Return each line of the records holding the string "spacing".
=== Dataset excerpts ===
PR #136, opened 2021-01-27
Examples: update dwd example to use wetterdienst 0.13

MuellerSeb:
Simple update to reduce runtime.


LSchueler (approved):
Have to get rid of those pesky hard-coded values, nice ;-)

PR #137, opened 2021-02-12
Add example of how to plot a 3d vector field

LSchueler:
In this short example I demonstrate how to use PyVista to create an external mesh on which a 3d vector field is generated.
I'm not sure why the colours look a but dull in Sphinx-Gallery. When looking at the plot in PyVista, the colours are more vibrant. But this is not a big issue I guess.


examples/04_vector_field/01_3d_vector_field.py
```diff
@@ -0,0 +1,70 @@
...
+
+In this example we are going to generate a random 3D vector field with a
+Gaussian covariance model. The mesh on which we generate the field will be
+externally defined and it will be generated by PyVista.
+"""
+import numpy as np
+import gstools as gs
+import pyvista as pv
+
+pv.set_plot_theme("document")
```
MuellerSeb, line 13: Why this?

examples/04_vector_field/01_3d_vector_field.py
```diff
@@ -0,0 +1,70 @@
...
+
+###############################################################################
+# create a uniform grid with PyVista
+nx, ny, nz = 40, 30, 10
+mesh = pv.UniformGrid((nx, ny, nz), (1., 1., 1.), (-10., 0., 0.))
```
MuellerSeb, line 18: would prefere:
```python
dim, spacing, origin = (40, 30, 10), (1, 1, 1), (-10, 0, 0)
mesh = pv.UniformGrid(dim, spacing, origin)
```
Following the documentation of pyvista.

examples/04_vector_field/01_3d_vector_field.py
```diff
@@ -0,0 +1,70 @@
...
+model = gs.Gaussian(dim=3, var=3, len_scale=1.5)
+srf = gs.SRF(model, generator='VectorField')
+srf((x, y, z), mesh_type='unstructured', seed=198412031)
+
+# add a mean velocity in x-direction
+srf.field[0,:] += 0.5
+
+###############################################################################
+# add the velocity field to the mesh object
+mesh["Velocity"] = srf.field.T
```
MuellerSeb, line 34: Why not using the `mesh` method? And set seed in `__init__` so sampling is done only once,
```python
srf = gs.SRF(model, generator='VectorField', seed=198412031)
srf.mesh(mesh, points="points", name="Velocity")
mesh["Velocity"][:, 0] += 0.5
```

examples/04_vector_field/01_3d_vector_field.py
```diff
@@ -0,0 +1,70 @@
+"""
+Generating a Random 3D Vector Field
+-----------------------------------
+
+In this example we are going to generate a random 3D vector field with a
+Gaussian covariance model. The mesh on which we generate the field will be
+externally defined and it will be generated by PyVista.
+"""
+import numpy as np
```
===
• _Reply to the exercise_:
dim, spacing, origin = (40, 30, 10), (1, 1, 1), (-10, 0, 0)
mesh = pv.UniformGrid(dim, spacing, origin)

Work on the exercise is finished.